Prior to excluding any sites, 70.4%, 88.9%, and 93.3%, respectively, of all differentiating sites showed equal allelic abundance when reads were aligned to a single genome with one, two, or three mismatches allowed. After aligning reads to both parental genomes, 96.9% showed evidence of equal allelic abundance. Excluding differentiating sites with at least as many neighboring differentiating sites as the number of mismatches allowed increased this percentage to 96.3%-96.6% when aligning to a single reference genome (Figure 5B). Further restricting the set of differentiating sites to those with perfect mappability increased these percentages ~0.1%, and subsequently excluding differentiating sites with indels nearby increased the percentage of genes with equal allelic abundance an additional ~0.1% (Figure 5B). After filtering out these problematic sites, measures of relative allelic abundance derived from aligning reads to a single reference genome were similar to those produced by aligning sequence reads separately to the maternal and paternal genomes (Figure 5C-E).

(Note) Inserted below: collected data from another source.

PR #4610, opened 2023-06-01
MDEV-5 Swap exceptions check from every to some

EMcQ-BES:
### Changes:

- When checking if a user has the permission groups listed in the "exceptions" for a project excluded entity types, check for any of those permissions instead of all

### DIFF
--- a/packages/web-config-server/src/apiV1/RouteHandler.js
+++ b/packages/web-config-server/src/apiV1/RouteHandler.js
@@ -99,7 +99,7 @@ export class RouteHandler {
         const userPermissionGroups = await this.req.accessPolicy.getPermissionGroups(
           allCountryCodes,
         );
-        const userHasAccessToExcludedTypes = permissionGroups.every(permissionGroup =>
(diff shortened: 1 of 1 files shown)


packages/web-config-server/src/apiV1/RouteHandler.js
```diff
@@ -99,7 +99,7 @@ export class RouteHandler {
         const userPermissionGroups = await this.req.accessPolicy.getPermissionGroups(
           allCountryCodes,
         );
-        const userHasAccessToExcludedTypes = permissionGroups.every(permissionGroup =>
+        const userHasAccessToExcludedTypes = permissionGroups.some(permissionGroup =>
```
rohan-bes, line 102: Oh gosh, I forgot this functionality even existed. It's used by one project. I would be partial to us to scrapping it (not now though). I'll check with Georgia on the use case for it, and create a ticket to clean up if needed.

rohan-bes (approved):
Good change!

PR #4616, opened 2023-06-06
WAITP-1205: Login Modal

tcaiger:
### Changes:

- Add react-query and react-hook-form
- Add Login Modal component
- Add route for Login Modal

---

### Screenshots:
image

image


packages/tupaia-web/src/components/Modal.tsx
```diff
@@ -15,30 +15,35 @@ interface ModalProps {
 }
 
 const Wrapper = styled.div`
+  display: flex;
+  flex-direction: column;
+  align-items: center;
   text-align: center;
   overflow-x: hidden;
-  padding: 2em;
```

Excluding selected differentiating sites maintains ability to measure relative ASE for most exons
We focused on measures of relative ASE for individual sites in this study, but most researchers are more interested in relative ASE for individual exons and/or genes. The major consequence of excluding sites based on the density of differentiating sites, mappability, and/or indels is that fewer allele-specific reads will be successfully mapped for each exon and for each gene. After filtering based on the number of neighboring differentiating sites, we found that 46.6%-86.9% and 8.3%-50.5% of differentiating sites were retained in the 36-base intra- and interspecific simulations, respectively, when the reads were aligned to a single reference genome and one, two, or three mismatches were allowed (Figure 6). By comparison, 81.8%-91.8% and 66.3%-95.2% of exons contained at least one of these reliable differentiating sites when the same alignment conditions were used in the intra- and interspecific simulations, respectively. Excluding additional differentiating sites with imperfect mappability in both datasets, as well as sites with one or more nearby indels in the intraspecific dataset, had little effect on the proportion of differentiating sites and exons retained (Figure 6). The retention of more differentiating sites and exons in the intraspecific simulation than in the interspecific simulation (Figure 6) is consistent with the lower sequence divergence within than between species. Analyses using real and simulated reads to compare the same sets of alleles retain the same sites and exons when aligned to the same reference genome because differentiating sites are excluded based only on the genome sequence(s).